What the task asks: Wherever the string "amount" appears in the records, return the line that holds it.

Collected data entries
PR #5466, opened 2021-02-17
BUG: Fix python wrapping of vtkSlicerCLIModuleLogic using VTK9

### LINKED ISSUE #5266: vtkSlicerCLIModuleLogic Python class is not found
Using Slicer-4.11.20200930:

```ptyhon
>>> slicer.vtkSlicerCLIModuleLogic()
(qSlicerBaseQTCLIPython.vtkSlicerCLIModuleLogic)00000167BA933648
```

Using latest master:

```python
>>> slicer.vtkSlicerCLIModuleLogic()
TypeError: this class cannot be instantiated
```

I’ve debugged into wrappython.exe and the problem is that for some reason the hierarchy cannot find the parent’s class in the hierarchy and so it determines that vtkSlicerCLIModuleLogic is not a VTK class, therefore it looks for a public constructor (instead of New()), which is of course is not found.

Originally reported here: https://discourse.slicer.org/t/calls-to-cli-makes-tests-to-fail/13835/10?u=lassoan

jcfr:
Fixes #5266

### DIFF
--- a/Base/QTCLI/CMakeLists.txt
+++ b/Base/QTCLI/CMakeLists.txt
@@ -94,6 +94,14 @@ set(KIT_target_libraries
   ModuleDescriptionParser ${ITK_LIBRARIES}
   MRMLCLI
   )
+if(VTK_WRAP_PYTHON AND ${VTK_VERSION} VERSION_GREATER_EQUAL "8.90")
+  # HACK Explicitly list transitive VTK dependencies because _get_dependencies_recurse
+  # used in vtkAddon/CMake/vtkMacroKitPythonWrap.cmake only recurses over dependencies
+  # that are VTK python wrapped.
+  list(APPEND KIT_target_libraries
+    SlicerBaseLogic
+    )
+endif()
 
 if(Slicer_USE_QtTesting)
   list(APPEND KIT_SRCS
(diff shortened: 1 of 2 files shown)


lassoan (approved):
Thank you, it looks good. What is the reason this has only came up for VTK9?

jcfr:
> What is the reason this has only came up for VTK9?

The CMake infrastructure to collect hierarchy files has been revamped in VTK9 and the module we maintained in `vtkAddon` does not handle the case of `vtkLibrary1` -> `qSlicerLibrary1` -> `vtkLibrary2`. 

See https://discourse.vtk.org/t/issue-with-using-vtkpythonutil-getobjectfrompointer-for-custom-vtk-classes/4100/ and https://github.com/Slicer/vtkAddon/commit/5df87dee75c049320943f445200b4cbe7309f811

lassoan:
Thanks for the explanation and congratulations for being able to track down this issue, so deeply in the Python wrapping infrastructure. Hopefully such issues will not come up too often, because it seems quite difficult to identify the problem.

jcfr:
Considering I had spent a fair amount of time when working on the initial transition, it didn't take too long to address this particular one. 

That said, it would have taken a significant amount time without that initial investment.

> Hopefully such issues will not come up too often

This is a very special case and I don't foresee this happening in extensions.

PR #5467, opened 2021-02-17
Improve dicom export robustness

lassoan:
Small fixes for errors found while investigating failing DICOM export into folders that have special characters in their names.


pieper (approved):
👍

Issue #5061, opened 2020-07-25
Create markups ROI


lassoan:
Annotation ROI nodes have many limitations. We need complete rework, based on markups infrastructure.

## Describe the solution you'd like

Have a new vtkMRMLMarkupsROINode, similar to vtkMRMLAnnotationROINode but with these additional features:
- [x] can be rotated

Response:
Considering I had spent a fair amount of time when working on the initial transition, it didn't take too long to address this particular one. 
That said, it would have taken a significant amount time without that initial investment.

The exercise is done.